Each of the records that follow needs an exact reproduction.
[Opening Material to process section]
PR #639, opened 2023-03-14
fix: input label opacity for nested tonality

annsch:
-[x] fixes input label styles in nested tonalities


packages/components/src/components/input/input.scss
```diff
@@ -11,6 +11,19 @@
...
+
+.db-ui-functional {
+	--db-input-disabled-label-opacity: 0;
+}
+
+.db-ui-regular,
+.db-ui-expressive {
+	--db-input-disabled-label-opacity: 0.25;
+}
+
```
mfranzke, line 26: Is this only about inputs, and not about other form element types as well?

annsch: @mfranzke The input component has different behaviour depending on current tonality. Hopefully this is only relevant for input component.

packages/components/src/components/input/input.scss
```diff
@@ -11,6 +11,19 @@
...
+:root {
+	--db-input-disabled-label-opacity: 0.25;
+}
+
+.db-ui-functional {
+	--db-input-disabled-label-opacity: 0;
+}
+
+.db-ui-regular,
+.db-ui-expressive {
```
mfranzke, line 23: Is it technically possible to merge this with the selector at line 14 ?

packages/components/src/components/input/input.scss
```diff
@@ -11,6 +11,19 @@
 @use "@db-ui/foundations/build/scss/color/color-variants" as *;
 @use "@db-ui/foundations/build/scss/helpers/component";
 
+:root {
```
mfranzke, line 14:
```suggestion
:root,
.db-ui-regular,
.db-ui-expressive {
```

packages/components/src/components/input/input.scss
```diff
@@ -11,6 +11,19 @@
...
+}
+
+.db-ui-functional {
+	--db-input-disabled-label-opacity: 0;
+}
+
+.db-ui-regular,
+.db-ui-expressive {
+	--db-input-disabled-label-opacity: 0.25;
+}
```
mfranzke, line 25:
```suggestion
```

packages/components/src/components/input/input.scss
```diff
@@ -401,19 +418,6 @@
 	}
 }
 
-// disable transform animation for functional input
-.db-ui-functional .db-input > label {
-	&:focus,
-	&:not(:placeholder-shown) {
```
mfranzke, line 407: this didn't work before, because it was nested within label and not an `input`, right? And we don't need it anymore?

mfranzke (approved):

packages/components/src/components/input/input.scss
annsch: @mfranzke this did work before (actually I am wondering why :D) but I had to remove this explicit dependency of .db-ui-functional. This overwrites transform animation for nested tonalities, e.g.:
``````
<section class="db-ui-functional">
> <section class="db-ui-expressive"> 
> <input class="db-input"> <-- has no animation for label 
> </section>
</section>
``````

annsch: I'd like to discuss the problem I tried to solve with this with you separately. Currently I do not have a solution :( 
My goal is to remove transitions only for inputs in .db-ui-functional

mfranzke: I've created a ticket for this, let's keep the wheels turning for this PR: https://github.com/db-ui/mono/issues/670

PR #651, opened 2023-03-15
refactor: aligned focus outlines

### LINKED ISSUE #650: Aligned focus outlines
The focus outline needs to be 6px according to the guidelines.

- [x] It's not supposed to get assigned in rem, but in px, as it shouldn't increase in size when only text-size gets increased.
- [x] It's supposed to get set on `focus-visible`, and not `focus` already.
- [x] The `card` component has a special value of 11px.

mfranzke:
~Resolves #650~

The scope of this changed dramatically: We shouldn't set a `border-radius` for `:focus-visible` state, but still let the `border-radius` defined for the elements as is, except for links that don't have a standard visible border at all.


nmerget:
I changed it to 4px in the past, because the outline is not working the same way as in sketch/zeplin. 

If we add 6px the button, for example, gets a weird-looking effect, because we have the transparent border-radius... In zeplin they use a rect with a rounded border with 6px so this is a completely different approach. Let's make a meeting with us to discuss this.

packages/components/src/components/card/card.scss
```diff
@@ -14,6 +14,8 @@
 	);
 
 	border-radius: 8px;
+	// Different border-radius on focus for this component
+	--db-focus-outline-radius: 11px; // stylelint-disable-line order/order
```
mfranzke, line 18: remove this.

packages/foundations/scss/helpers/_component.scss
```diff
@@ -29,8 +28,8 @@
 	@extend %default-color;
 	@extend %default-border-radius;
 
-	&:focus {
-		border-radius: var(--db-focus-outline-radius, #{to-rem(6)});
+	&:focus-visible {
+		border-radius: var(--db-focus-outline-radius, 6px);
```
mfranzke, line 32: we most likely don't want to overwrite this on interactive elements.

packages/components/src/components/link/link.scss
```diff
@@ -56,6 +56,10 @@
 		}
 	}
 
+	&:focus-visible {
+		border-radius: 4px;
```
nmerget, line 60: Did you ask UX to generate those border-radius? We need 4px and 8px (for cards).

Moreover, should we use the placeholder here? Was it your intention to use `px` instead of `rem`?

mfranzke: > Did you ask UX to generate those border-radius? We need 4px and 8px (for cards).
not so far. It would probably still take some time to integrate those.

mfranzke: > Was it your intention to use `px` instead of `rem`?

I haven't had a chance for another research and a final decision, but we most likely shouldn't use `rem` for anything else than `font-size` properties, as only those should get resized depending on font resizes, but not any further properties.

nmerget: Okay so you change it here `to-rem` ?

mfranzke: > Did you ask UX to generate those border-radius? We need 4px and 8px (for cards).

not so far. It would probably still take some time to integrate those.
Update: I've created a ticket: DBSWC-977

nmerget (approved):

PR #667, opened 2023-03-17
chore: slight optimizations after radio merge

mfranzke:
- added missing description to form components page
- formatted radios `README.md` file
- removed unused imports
[Closing Material to process section]
◆ **Answer below**:
PR #639, opened 2023-03-14
fix: input label opacity for nested tonality

annsch:
-[x] fixes input label styles in nested tonalities


packages/components/src/components/input/input.scss
```diff
@@ -11,6 +11,19 @@
...
+
+.db-ui-functional {
+	--db-input-disabled-label-opacity: 0;
+}
+
+.db-ui-regular,
+.db-ui-expressive {
+	--db-input-disabled-label-opacity: 0.25;
+}
+
```
mfranzke, line 26: Is this only about inputs, and not about other form element types as well?

annsch: @mfranzke The input component has different behaviour depending on current tonality. Hopefully this is only relevant for input component.

packages/components/src/components/input/input.scss
```diff
@@ -11,6 +11,19 @@
...
+:root {
+	--db-input-disabled-label-opacity: 0.25;
+}
+
+.db-ui-functional {
+	--db-input-disabled-label-opacity: 0;
+}
+
+.db-ui-regular,
+.db-ui-expressive {
```
mfranzke, line 23: Is it technically possible to merge this with the selector at line 14 ?

packages/components/src/components/input/input.scss
```diff
@@ -11,6 +11,19 @@
 @use "@db-ui/foundations/build/scss/color/color-variants" as *;
 @use "@db-ui/foundations/build/scss/helpers/component";
 
+:root {
```
mfranzke, line 14:
```suggestion
:root,
.db-ui-regular,
.db-ui-expressive {
```

packages/components/src/components/input/input.scss
```diff
@@ -11,6 +11,19 @@
...
+}
+
+.db-ui-functional {
+	--db-input-disabled-label-opacity: 0;
+}
+
+.db-ui-regular,
+.db-ui-expressive {
+	--db-input-disabled-label-opacity: 0.25;
+}
```
mfranzke, line 25:
```suggestion
```

packages/components/src/components/input/input.scss
```diff
@@ -401,19 +418,6 @@
 	}
 }
 
-// disable transform animation for functional input
-.db-ui-functional .db-input > label {
-	&:focus,
-	&:not(:placeholder-shown) {
```
mfranzke, line 407: this didn't work before, because it was nested within label and not an `input`, right? And we don't need it anymore?

mfranzke (approved):

packages/components/src/components/input/input.scss
annsch: @mfranzke this did work before (actually I am wondering why :D) but I had to remove this explicit dependency of .db-ui-functional. This overwrites transform animation for nested tonalities, e.g.:
``````
<section class="db-ui-functional">
> <section class="db-ui-expressive"> 
> <input class="db-input"> <-- has no animation for label 
> </section>
</section>
``````

annsch: I'd like to discuss the problem I tried to solve with this with you separately. Currently I do not have a solution :( 
My goal is to remove transitions only for inputs in .db-ui-functional

mfranzke: I've created a ticket for this, let's keep the wheels turning for this PR: https://github.com/db-ui/mono/issues/670

PR #651, opened 2023-03-15
refactor: aligned focus outlines

### LINKED ISSUE #650: Aligned focus outlines
The focus outline needs to be 6px according to the guidelines.

- [x] It's not supposed to get assigned in rem, but in px, as it shouldn't increase in size when only text-size gets increased.
- [x] It's supposed to get set on `focus-visible`, and not `focus` already.
- [x] The `card` component has a special value of 11px.

mfranzke:
~Resolves #650~

The scope of this changed dramatically: We shouldn't set a `border-radius` for `:focus-visible` state, but still let the `border-radius` defined for the elements as is, except for links that don't have a standard visible border at all.


nmerget:
I changed it to 4px in the past, because the outline is not working the same way as in sketch/zeplin. 

If we add 6px the button, for example, gets a weird-looking effect, because we have the transparent border-radius... In zeplin they use a rect with a rounded border with 6px so this is a completely different approach. Let's make a meeting with us to discuss this.

packages/components/src/components/card/card.scss
```diff
@@ -14,6 +14,8 @@
 	);
 
 	border-radius: 8px;
+	// Different border-radius on focus for this component
+	--db-focus-outline-radius: 11px; // stylelint-disable-line order/order
```
mfranzke, line 18: remove this.

packages/foundations/scss/helpers/_component.scss
```diff
@@ -29,8 +28,8 @@
 	@extend %default-color;
 	@extend %default-border-radius;
 
-	&:focus {
-		border-radius: var(--db-focus-outline-radius, #{to-rem(6)});
+	&:focus-visible {
+		border-radius: var(--db-focus-outline-radius, 6px);
```
mfranzke, line 32: we most likely don't want to overwrite this on interactive elements.

packages/components/src/components/link/link.scss
```diff
@@ -56,6 +56,10 @@
 		}
 	}
 
+	&:focus-visible {
+		border-radius: 4px;
```
nmerget, line 60: Did you ask UX to generate those border-radius? We need 4px and 8px (for cards).

Moreover, should we use the placeholder here? Was it your intention to use `px` instead of `rem`?

mfranzke: > Did you ask UX to generate those border-radius? We need 4px and 8px (for cards).
not so far. It would probably still take some time to integrate those.

mfranzke: > Was it your intention to use `px` instead of `rem`?

I haven't had a chance for another research and a final decision, but we most likely shouldn't use `rem` for anything else than `font-size` properties, as only those should get resized depending on font resizes, but not any further properties.

nmerget: Okay so you change it here `to-rem` ?

mfranzke: > Did you ask UX to generate those border-radius? We need 4px and 8px (for cards).

not so far. It would probably still take some time to integrate those.
Update: I've created a ticket: DBSWC-977

nmerget (approved):

PR #667, opened 2023-03-17
chore: slight optimizations after radio merge

mfranzke:
- added missing description to form components page
- formatted radios `README.md` file
- removed unused imports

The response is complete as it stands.